PROBLEM –
Write out the records word for word.

INPUT DATA –
· · ·

PR #934, opened 2020-10-17
Clean up useEffect animations (Gatsby)

mikeesto:
Resolves:

>Fix animations in pages/index.js: useEffect hook is used to run the animations but the problem is when page changes it still runs for some reason and I don't know how to fix it. Update: I tried a clean up function to remove the child nodes but no good.

In https://github.com/graphql/graphql.github.io/pull/913#issuecomment-687325610

There's some good discussion in https://github.com/graphql/graphql.github.io/issues/790 about using CSS or GIFs/videos for the animations. This is more a bandaid fix!

### DIFF
--- a/src/pages/index.js
+++ b/src/pages/index.js
@@ -88,6 +88,7 @@ const IndexPage = () => {
   useEffect( () => {
     let i = 0
     let forward = true
+    let timer
 
     const showResponse = num => {
       document.getElementById( 'r1' ).style.display = num === 1 ? 'block' : 'none'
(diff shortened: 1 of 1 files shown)


carolstran (approved):
I'm fine with this as a temporary fix! Especially as we have an issue open about CSS animations already. Pinging @IvanGoncharov to review before merging 🕺🏼 

Thank you @mikeesto!

Urigo:
Thank you @mikeesto !
We've integrated it into https://github.com/graphql/graphql.github.io/pull/936
Could you review and make sure it work good there?

Thanks

mikeesto:
Thanks @Urigo . This has been merged in https://github.com/graphql/graphql.github.io/pull/938 so I'm closing this.

PR #937, opened 2020-10-20
Fix fragment name

doubledup:
Conditional fragments aren't referenced anywhere else in the documentation,
going by results from the search bar. This is introduced as an inline fragment
in the "Queries and Mutations" section.


carolstran (approved):
Great catch! I definitely agree that we should be using consistent terms to avoid confusion. Pinging @IvanGoncharov in case I'm missing something, but otherwise, I think this looks good to merge 💫 

Thank you @doubledup 💐

carolstran:
Hey hey 👋🏼  We recently completed a Gatsby migration (#938), so could you please resolve the conflicts on your branch? Then I can merge.

PR #939, opened 2020-11-02
Fix search for gatsby site

orta:
Roughly: The previous version of the site would load the page from scratch every time, so calling an external lib at the footer was a reasonable call. Gatsby on the other hand, won't do a full reliable re-render of a page and so when you're interacting with `script` tags etc. There needs to be a bit more dancing to hook stuff up.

· · ·

EXERCISE RESPONSE –
PR #934, opened 2020-10-17
Clean up useEffect animations (Gatsby)

mikeesto:
Resolves:

>Fix animations in pages/index.js: useEffect hook is used to run the animations but the problem is when page changes it still runs for some reason and I don't know how to fix it. Update: I tried a clean up function to remove the child nodes but no good.

In https://github.com/graphql/graphql.github.io/pull/913#issuecomment-687325610

There's some good discussion in https://github.com/graphql/graphql.github.io/issues/790 about using CSS or GIFs/videos for the animations. This is more a bandaid fix!

### DIFF
--- a/src/pages/index.js
+++ b/src/pages/index.js
@@ -88,6 +88,7 @@ const IndexPage = () => {
   useEffect( () => {
     let i = 0
     let forward = true
+    let timer
 
     const showResponse = num => {
       document.getElementById( 'r1' ).style.display = num === 1 ? 'block' : 'none'
(diff shortened: 1 of 1 files shown)


carolstran (approved):
I'm fine with this as a temporary fix! Especially as we have an issue open about CSS animations already. Pinging @IvanGoncharov to review before merging 🕺🏼 

Thank you @mikeesto!

Urigo:
Thank you @mikeesto !
We've integrated it into https://github.com/graphql/graphql.github.io/pull/936
Could you review and make sure it work good there?

Thanks

mikeesto:
Thanks @Urigo . This has been merged in https://github.com/graphql/graphql.github.io/pull/938 so I'm closing this.

PR #937, opened 2020-10-20
Fix fragment name

doubledup:
Conditional fragments aren't referenced anywhere else in the documentation,
going by results from the search bar. This is introduced as an inline fragment
in the "Queries and Mutations" section.


carolstran (approved):
Great catch! I definitely agree that we should be using consistent terms to avoid confusion. Pinging @IvanGoncharov in case I'm missing something, but otherwise, I think this looks good to merge 💫 

Thank you @doubledup 💐

carolstran:
Hey hey 👋🏼  We recently completed a Gatsby migration (#938), so could you please resolve the conflicts on your branch? Then I can merge.

PR #939, opened 2020-11-02
Fix search for gatsby site

orta:
Roughly: The previous version of the site would load the page from scratch every time, so calling an external lib at the footer was a reasonable call. Gatsby on the other hand, won't do a full reliable re-render of a page and so when you're interacting with `script` tags etc. There needs to be a bit more dancing to hook stuff up.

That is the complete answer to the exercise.